About
Understanding EHVI is quite complicated. So by following the BoTorch code and some papers, I will quickly see the usage and basic concept,
https://arxiv.org/abs/2105.08195
Bayesian Estimation based on Expected Hyper Volume Improvement(EHVI)
in BoTorch Tutorial (https://botorch.org/tutorials/multi_objective_bo), what they do is to call 3 functions, fit_gpytorch_mll, qNoisyExpectedHypervolumeImprovement and optimize_acqf.
The fit_gpytorch_mll simply optimizes model parameters based on marginal likelihood loss (training), and the qNoisyExpectedHypervolumeImprovement defines what kind of acquisition function to use as metrics. And then, optimize_acqf gives us candidates in explanatory variables space where we could increase hyper volume improvement.
But what is Hypervolume itself or its process to be computed?
Code in Tutorial
def optimize_qnehvi_and_get_observation(
model, train_x, train_obj, sampler
):
"""Optimizes the qEHVI acquisition function, and returns a new candidate and observation."""

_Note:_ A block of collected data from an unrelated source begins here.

PR #3983, opened 2016-06-13
mini-header-line

ksjogo:
add (the improved) mini-header-line

### DIFF
--- a/recipes/mini-header-line
+++ b/recipes/mini-header-line
@@ -1,0 +1,1 @@
+(mini-header-line :fetcher github :repo "ksjogo/mini-header-line")


purcell:
Nice, thanks.

I feel like the use of `ad-activate` and `ad-deactivate` will potentially disable advice that other packages may have added to `select-window`. Best to explicitly avoid this.

ksjogo:
Oh, yes, it also disabled the evil advice on select window. Just changed that: https://github.com/ksjogo/mini-header-line/commit/1480c578a1f4c77365744d2487ae868a36d49d2a

PR #3986, opened 2016-06-14
add f3 recipe

cosmicexplorer:
`f3` is a package which uses helm and find to find and operate on files quickly. The repository is located [here](https://github.com/cosmicexplorer/f3). I am the package maintainer.

### DIFF
--- a/recipes/f3
+++ b/recipes/f3
@@ -1,0 +1,1 @@
+(f3 :fetcher github :repo "cosmicexplorer/f3")


purcell:
Thanks. Quick feedback:
- You'll need to depend on Emacs 24.4, for `subr-x`
- You should set a parent group for the `defgroup`, probably `'files`
- Please don't simply refer people to the github README in the `Commentary` section: there should be basic usage info and docstrings in the file itself, since Emacs should be self-documenting as far as possible.

cosmicexplorer:
I only used a single function from `subr-x`, so that has been removed. I set the parent group to `find-file`; I'll add commentary to the file presently.

cosmicexplorer:
Ok, I've written a short script to generate a Commentary section from the readme. I'll add more docstrings later today.

purcell:
Thanks.

PR #3987, opened 2016-06-14
Add unicocde-escape recipe

kosh04:
https://github.com/kosh04/unicode-escape.el

I think it is easy to use, but export functions `unicode-unescape` and `unicode-unescape-region`
might have deviate from the rule of package namespace.

I'll be modify these codes if necessary.


purcell:
> export functions unicode-unescape and unicode-unescape-region
> might have deviate from the rule of package namespace.

Thanks for pointing that out. I think we can let that pass in this case... :-)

# partition non-dominated space into disjoint rectangles
acq_func = qNoisyExpectedHypervolumeImprovement(
model=model,
ref_point=problem.ref_point.tolist(), # use known reference point
X_baseline=normalize(train_x, problem.bounds),
prune_baseline=True, # prune baseline points that have estimated zero probability of being Pareto optimal
sampler=sampler,
)
# optimize
candidates, _ = optimize_acqf(
acq_function=acq_func,
bounds=standard_bounds,
q=BATCH_SIZE,
num_restarts=NUM_RESTARTS,
raw_samples=RAW_SAMPLES, # used for intialization heuristic
options={"batch_limit": 5, "maxiter": 200},
sequential=True,
)
# observe new values
new_x = unnormalize(candidates.detach(), bounds=problem.bounds)
return new_x
qnehvi_sampler = SobolQMCNormalSampler(sample_shape=torch.Size([MC_SAMPLES]))

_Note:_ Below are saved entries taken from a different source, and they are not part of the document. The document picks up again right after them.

PR #3988, opened 2016-06-15
Create org-ref-ivy

jkitchin:
This is an org-ref variant that does not depend on helm, and uses ivy instead.

### DIFF
--- a/recipes/org-ref
+++ b/recipes/org-ref
@@ -1,1 +1,4 @@
-(org-ref :fetcher github :repo "jkitchin/org-ref" :files (:defaults "org-ref.org" "org-ref.bib" "citeproc"))
+(org-ref-helm :fetcher github
+              :repo "jkitchin/org-ref"
+              :files ("org-ref-helm*.el"))
+
--- a/recipes/org-ref
+++ b/recipes/org-ref
@@ -1,4 +1,4 @@
-(org-ref-helm :fetcher github
-              :repo "jkitchin/org-ref"
-              :files ("org-ref-helm*.el"))
+(org-ref :fetcher github
+	 :repo "jkitchin/org-ref"
+	 :files ("org-ref-helm*.el"))
 
--- a/recipes/org-ref-core
+++ b/recipes/org-ref-core
@@ -1,0 +1,6 @@
+(org-ref-core :fetcher github
+	      :repo "jkitchin/org-ref"
+	      :files (:defaults
+		      "org-ref.org" "org-ref.bib" "citeproc"
+		      (:exclude "org-ref-ivy*.el" "org-ref-helm*.el")))
+
--- a/recipes/org-ref-ivy
+++ b/recipes/org-ref-ivy
@@ -1,0 +1,4 @@
+(org-ref-ivy :fetcher github :repo "jkitchin/org-ref"
+	     :files (:defaults
+		     "org-ref.org" "org-ref.bib" "citeproc"
+		     :exclude "*helm*"))
--- a/recipes/org-ref-ivy
+++ b/recipes/org-ref-ivy
@@ -1,4 +1,4 @@
 (org-ref-ivy :fetcher github :repo "jkitchin/org-ref"
 	     :files (:defaults
 		     "org-ref.org" "org-ref.bib" "citeproc"
-		     :exclude "*helm*"))
+		     (:exclude "*helm*")))
--- a/recipes/org-ref-ivy
+++ b/recipes/org-ref-ivy
@@ -1,4 +1,3 @@
-(org-ref-ivy :fetcher github :repo "jkitchin/org-ref"
-	     :files (:defaults
-		     "org-ref.org" "org-ref.bib" "citeproc"
-		     (:exclude "*helm*")))
+(org-ref-ivy :fetcher github
+             :repo "jkitchin/org-ref"
+             :files ("org-ref-ivy*.el"))


ericdanan:
I think you need parenthesis around `:exclude "*helm*"`.

jkitchin:
Good catch. I pushed a commit to fix that.

purcell:
I presume that `org-ref.org` is simply the documentation for `org-ref`? We wouldn't normally include that in the package, unless there's an easy way for the user to access it: they'd never normally find it, tucked away in the package installation dir.

purcell:
Also, this recipe is for a package called `org-ref-ivy`, but `:defaults` will include all `.el` files, which I think is probably not what you wanted.

jkitchin:
There is an easy way to access the help file via a command.

On Friday, June 17, 2016, Steve Purcell <notifications@github.com> wrote:

> I presume that org-ref.org is simply the documentation for org-ref? We
> wouldn't normally include that in the package, unless there's an easy way
> for the user to access it: they'd never normally find it, tucked away in
> the package installation dir.
>
> —
> Reply to this email directly, view it on GitHub
> <https://github.com/melpa/melpa/pull/3988#issuecomment-226906318>, or mute
> the thread
> <https://github.com/notifications/unsubscribe/ABiRVgEpu3g5zk63re0DhKoJi3PxKnJDks5qMzH8gaJpZM4I2Py->
> .
>


-- 
John

-----------------------------------
Professor John Kitchin
Doherty Hall A207F
Department of Chemical Engineering
Carnegie Mellon University
Pittsburgh, PA 15213
412-268-7803
@johnkitchin
http://kitchingroup.cheme.cmu.edu

jkitchin:
I am pretty sure it is what I want. We just want to exclude the helm
dependency of Org-ref.

On Friday, June 17, 2016, Steve Purcell <notifications@github.com> wrote:

> Also, this recipe is for a package called org-ref-ivy, but :defaults will
> include all .el files, which I think is probably not what you wanted.
>
> —
> Reply to this email directly, view it on GitHub
> <https://github.com/melpa/melpa/pull/3988#issuecomment-226906450>, or mute
> the thread
> <https://github.com/notifications/unsubscribe/ABiRVvBp5u_urTuWsqAUKLYHYXt4CypNks5qMzJTgaJpZM4I2Py->
> .
>


-- 
John

-----------------------------------
Professor John Kitchin
Doherty Hall A207F
Department of Chemical Engineering
Carnegie Mellon University
Pittsburgh, PA 15213
412-268-7803
@johnkitchin
http://kitchingroup.cheme.cmu.edu

purcell:
But this package will include `org-ref.el`, which says it depends on `helm`... I don't really get the strategy here. Both `org-ref` and `org-ref-ivy` would end up bundling all the core `org-ref` code. That doesn't seem right to me. I'd expect there to be a core package, then separate add-ons for `helm` and `ivy` support.

jkitchin:
Hm. I thought it would work this way. I am traveling until next wed. I will
have to take a look at it then. Thanks.

On Friday, June 17, 2016, Steve Purcell <notifications@github.com> wrote:

> But this package will include org-ref.el, which says it depends on helm...
> I don't really get the strategy here. Both org-ref and org-ref-ivy would
> end up bundling all the core org-ref code. That doesn't seem right to me.
> I'd expect there to be a core package, then separate add-ons for helm and
> ivy support.
>
> —
> Reply to this email directly, view it on GitHub
> <https://github.com/melpa/melpa/pull/3988#issuecomment-226909376>, or mute
> the thread
> <https://github.com/notifications/unsubscribe/ABiRVvO1_sUfIfpbUtKDedaX79kFHsLhks5qMzlGgaJpZM4I2Py->
> .
>


-- 
John

-----------------------------------
Professor John Kitchin
Doherty Hall A207F
Department of Chemical Engineering
Carnegie Mellon University
Pittsburgh, PA 15213
412-268-7803
@johnkitchin
http://kitchingroup.cheme.cmu.edu

jkitchin:
Ok, I think I have straightened this out. There is now an org-ref-core which is a backend independent core lib for org-ref.  org-ref-ivy will depend on that, and not include org-ref.el or any of the *helm*.el files, which depend on helm. It should otherwise include all the other el files, and the org-ref.org file (which is accessible via M-x org-ref-help.

org-ref will still depend on helm.

purcell:
Hmmm. This still looks off to me. I'd expect this PR to result in three recipes that look something like this (untested):

```el
(org-ref :fetcher github
         :repo "jkitchin/org-ref"
         :files (:defaults
                 "org-ref.org" "org-ref.bib" "citeproc"
                 (:exclude "org-ref-ivy*.el" "org-ref-helm*.el")))
```
```el
(org-ref-ivy :fetcher github
             :repo "jkitchin/org-ref"
             :files ("org-ref-ivy*.el"))
```
```el
(org-ref-helm :fetcher github
              :repo "jkitchin/org-ref"
              :files ("org-ref-helm*.el"))
```

jkitchin:
The PR does actually do what it should, which is create an org-ref-ivy package that doesn't depend on helm (I tested it, and from what I can see it does that).  Your suggestion is an alternative approach, but I haven't done that so far because I want users to install only one package, and I don't want to rename org-ref to org-ref-helm.

purcell:
It's easy enough to say "just install either org-ref-helm or org-ref-ivy depending on your preferred completion framework," and have package dependencies do the right thing. We shouldn't be distributing two different packages with any of the same contents. Effectively the docs + the org-ref core code should be the org-ref package (or "org-ref-core" if you prefer), and that would be declared as a package dependency by `org-ref-helm` or `org-ref-ivy`.

ericdanan:
It seems to me that @purcell raises two distinct issues:

1. Organizing files into packages "efficiently" (creating a core package so as not to have `org-ref` and `org-ref-ivy` containing common files)
2. Naming packages "consistently" (renaming `org-ref` to `org-ref-helm`, symmetrically to `org-ref-ivy`)

I may be wrong, but my impression is that @jkitchin is mostly concerned about the latter issue, because he wants users who don't know what a completion framework is (including some who already use `org-ref`) to be able to simply install (or update) `org-ref` and have everything working right away, with the `helm` backend (the `ivy` backend was developed more recently).

In that case perhaps a solution could be to separate a core package and two backend-specific addons as @purcell suggests, but name the core package `org-ref-core` and the `helm` addon `org-ref` instead of `org-ref-helm`? It seems to me that the user experience of installing `org-ref` would then remain unchanged, and the former issue would be solved. And if it is essential to solve the latter issue as well, perhaps the `helm` addon could be named `org-ref-helm` but `org-ref` could then be defined as an "alias"  for `org-ref-helm` in some way? (I don't know if this is possible, perhaps one could create an "empty" `org-ref` package having `org-ref-helm` as dependency?)

To be sure, let me make clear that I am not in charge of the `org-ref` repository in any way, I was simply involved in the discussions there about creating an `org-ref-ivy` package. So thiese are merely suggestions. If I can help in any way with whatever ends up being implemented, I will be happy to do it.

ericdanan:
It seems that the checks fail because the recipe file name must match the package name (currently, recipe file `org-ref` for package `org-ref-helm`)

jkitchin:
I have created the three recipes that I think are correct now. One is org-ref-core which is the main code used, and can be used with a simple reftex backend. org-ref is the helm powered backend, and depends on org-ref-core. I want to keep it the same name org-ref for backward compatibility. and org-ref-ivy which depends on org-ref-core and uses ivy for the completion backend.

The only issue is I currently have the org-ref-core dependency on org-ref and org-ref-ivy commented out since it causes my Travis CI tests to fail since the package doesn't exist yet. If you let me know if/when this will be applied, I will put the dependencies in and live with the short failed test time.

Thanks,

jkitchin:
I am declaring bankruptcy on this. It doesn't look like this separation is actually working too well, and it works fine to have one package. I am closing this until I am more confident in splitting it.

fit_gpytorch_mll(mll_qnehvi)
new_x = optimize_qnehvi_and_get_observation(
model_qnehvi, train_x_qnehvi, train_obj_qnehvi, qnehvi_sampler
)
new_obj_true = problem(new_x)
new_obj = new_obj_true + torch.randn_like(new_obj_true) * NOISE_SE
Hypervolume Improvement
The definition of Hypervolume improvement in formula is like this.

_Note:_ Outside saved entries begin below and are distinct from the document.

PR #3991, opened 2016-06-16
add typoscript-mode

ksjogo:
modernized ts-mode taken from https://www.emacswiki.org/emacs/ts-mode.el
more development will follow


purcell:
Thanks. When updating the code, maybe consider using `prog-mode` as the parent mode, and depending on Emacs 24 or greater. :-)

PR #3993, opened 2016-06-20
new recipe - obvious parentheses

bigos:
I thought i might be useful to be able to tweak colours of rainbow-delimiters irrespective of colours decided upon you by theme. My suggestion adds easily discernible colours which might make Lisp editing easier.

### DIFF
--- a/recipes/obvious-parentheses
+++ b/recipes/obvious-parentheses
@@ -1,0 +1,1 @@
+(obvious-parentheses :repo "bigos/obvious-parentheses" :fetcher github)


purcell:
Thanks! Quick feedback:

- The currently-missing version number for the `rainbow-delimiters` package dependency is mandatory
- All top-level symbols should be prefixed with `obvious-parentheses-`, as per the [elisp conventions](https://www.gnu.org/s/emacs/manual/html_node/elisp/Coding-Conventions.html)
- You've got `(require 'rainbow-delimiters)` in the command as well as at the top level: you don't need the former.
- It seems very unwise to override `highlight`, which is a core face most complete themes will already define

A further stylistic note: `(let (rgb) (setq rgb EXPR) ...)` should simply be `(let ((rgb EXPR)) ...)`

But more importantly, the code assumes that the colour of the default face in the frame in which it initially executes is the correct one to start from, but of course colour definitions can vary according to the current frame's capabilities, and by using `t` in the colour class of the face definitions, you're setting the new colours for every frame type.

So if you ran this code in a terminal frame, then it would unconditionally override all `rainbow-delimiters` faces for every possible frame type using the colours found in that frame.

This is okay if it suits your local config, but I don't think it's a general solution, and probably not really a widely usable package, even with the fixes at top. For now, then, I'm going to decline the package, since I think it's not ready for prime-time.

If you do work on it further, you might consider using your logic to define a theme which only provides definitions for these few faces: you can load multiple themes at one time, so you could use that technique to reversibly layer these face redefinitions on top of any other theme.

Hope that all helps!

bigos:
Thank you for detailed explanation. I'm not that brilliant with Emacs themes so I didn't even think about solving the problem this way. but your idea about themes might solve another problem I have about slime output colourization, so eventually I might kill two birds with one stone if I learn how to create my own theme.

Fanael:
> Have you ever thought that subtle coloring of Rainbow Delimiters is not enough?

Uh, no? I'm the maintainer and pretty much the sole author of rainbow-delimiters, and I don't even know *what the default colors are*.

That's how parens are colored here: delims Hardly subtle, isn't it?

Really, just use a better theme, or override the colors in your init.el.

bigos:
I wanted to try some easier to distribute way of overriding colors. I can see that creating a theme is the cleanest solution. Also I disagree with your colors. I'm not sure if I am color blind, but some of your colors are hard to tell from another. The innermost red clearly stands out, but the next two light bronzes are difficult to tell apart. I tried to find out what distances between hues work best. It's hard to agree with  theme creators choice. Beauty is in the eye of beholder. I think we should seek better way of indicating bracket depth. It helps not only with Lisp, but can be handy in other languages too.

Fanael:
> Also I disagree with your colors. I'm not sure if I am color blind, but some of your colors are hard to tell from another. The innermost red clearly stands out, but the next two light bronzes are difficult to tell apart.

That's because they are. It's some third-party theme I use so I don't have to maintain my own, but it's less than stellar in some regards, like this one.

At any rate, the point is that the rainbow-delimiters defaults aren't very important precisely because we have themes, so it's easy to override any and all face properties.

> I tried to find out what distances between hues work best.

That's an interesting problem, actually. Thanks to `rainbow-delimiters-pick-face-function`, it's possible play with that without touching the faces themselves. For example, picking 6 equidistant hues from CIE L\*a\*b\* color space with some random constants:
```emacs-lisp
(defun some-rainbow-delimiters-pick-face (depth match _loc)
  (cond
   ((<= depth 0) 'rainbow-delimiters-unmatched-face)
   ((not match) 'rainbow-delimiters-mismatched-face)
   (t
    (let* ((angle (- 1.7 (* 2.0 float-pi (/ (% depth 6) 6.0))))
           (a (* 50.0 (cos angle)))
           (b (* 50.0 (sin angle)))
           (color (mapcar (lambda (val) (min 1.0 (max 0.0 val)))
                          (color-lab-to-srgb 66.0 a b))))
      (list :foreground (apply #'color-rgb-to-hex color))))))

(setq-local rainbow-delimiters-pick-face-function #'some-rainbow-delimiters-pick-face)
```

bigos:
the problem is equidistant do not work for me. I need some king of
logarithmic distances. For example red and orange have close hue, but are
easily discernible. on blue/violet end similar hue distance is not
noticeable. Also same luminosity colors do not look the same yellow with
same luminosity appear to be brighter than red of violet.

perhaps I should prepare some screenshots or app where you could change
values and see how colors appear.

Fanael:
> the problem is equidistant do not work for me. I need some king of logarithmic distances. For example red and orange have close hue, but are easily discernible. on blue/violet end similar hue distance is not noticeable. Also same luminosity colors do not look the same yellow with same luminosity appear to be brighter than red of violet.

Are you using HSV or HSL? Sounds like it. Consider using CIE L\*a\*b\* instead, because its very point is that it's not linear and uniform changes of components result in uniform changes of *perceived* color.

bigos:
it's not so simple, depending on value of L the shape of available perceivable colors changes.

\text{HVI}(P_0|P, r) = HV(P ∪ P0|r) − HV(P|r)
Suppose we have reference point on the left lower in the graph, and somehow we would like to get pareto front by maximizing 2 objectives. The blue area where is surrounded by pareto front and reference point is so called Hypervolume.
The points xd which are inside the hypervolume is said that these are weakly “dominated” against pareto front.
x_p \succeq x_d
The problem setting we have is to maximize that area by using Gaussian Process for black-box approximation. And the Gaussian Process is regarded as stochastic model, turn out that the hypervolume is also stochastic. So somehow, we would like to get expectation of hypervolume.
Expected Hypervolume Improvement
As we looked at previous section, the idea is to take expectation over Hypervolume based on Gaussian Process. But the problem is, we cannot compute the expectation analytically since it is Hypervolume. So, what the implementation does is to do Monte Carlo (MC) sampling and to take integration over the sampled data. What the SobolQMCNormalSampler in code plays is the role.
\alpha_{\text{EHVI}}(x) = \int \alpha_{\text{EHVI}}(x \mid \mathcal{P}_n) p(f \mid \mathcal{D}_n) \, df\\ \hat{\alpha}_{ \text{NEHVI}}(x) = \frac{1}{N} \sum_{t=1}^{N} \text{HVI}\left(\tilde{f}_t(x) \mid \mathcal{P}_t\right)
Optimize Acquisition Function
Once you’ve decided which acquisition function to use, the process will optimize the acquisition function you’ve set. This involves sampling based on the raw samples, calculating metrics like EHV, and optimizing the samples using backpropagation. By taking expectation over samples, you would know EHVI and the next candidate points where it is good to sample.